PR #1477, opened 2017-01-16
Fix segfault when realizing to Dynamics after createFromStatesStorage()

### LINKED ISSUE #1455: Using a State from a StateTrajectory crashes on realizeDynamics call
Worked some with @aseth1 on this using MATLAB. If you get a State from a StateTrajectory and call `Model::realizeDynamics(state)`, a crash occurs with the top of the stack showing `SimTK::GeneralForceSubsystem::adoptForce`. If muscles set `appliesForce` to `false`, then no error occurs (and states can be looped to see the model move over multiple frames with the visualizer).

chrisdembia:
This PR fixes #1455.

This PR does the first of the two proposed fixes: requires the user to call `initSystem()` before invoking `createFromStatesStorage()`.

I had explored including the second change of invalidating the Instance-stage cache from the states in the trajectory. However, I ultimately decided against including this change. The reason is that I want users to be able to invoke `statesTraj.isConsistent()` immediately after `createFromStatesStorage()`, and `isConsistent()` requires the states to be realized to the Instance stage (for things like `getNQErr()`).

### DIFF
--- a/OpenSim/Simulation/StatesTrajectory.h
+++ b/OpenSim/Simulation/StatesTrajectory.h
@@ -321,6 +321,22 @@ public:
     };
 #endif
 
+    /** Thrown by createFromStatesStorage(). */
+    class ModelHasNoSystem : public Exception {
+    public:
+        ModelHasNoSystem(const std::string& file, size_t line,
+                const std::string& func,
+                const std::string& modelName) :
+                    OpenSim::Exception(file, line, func) {
+            std::string msg = "You must first call initSystem() on your Model";
+            if (!modelName.empty()) {
+                msg += " '" + modelName + "'";
+            }
+            msg += ".";
+            addMessage(msg);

▶ **THE TASK**: Once you have identified the lines above that contain "public", copy each of them.

▶ **WRITTEN SOLUTION**:
@@ -321,6 +321,22 @@ public:
+    class ModelHasNoSystem : public Exception {
+    public:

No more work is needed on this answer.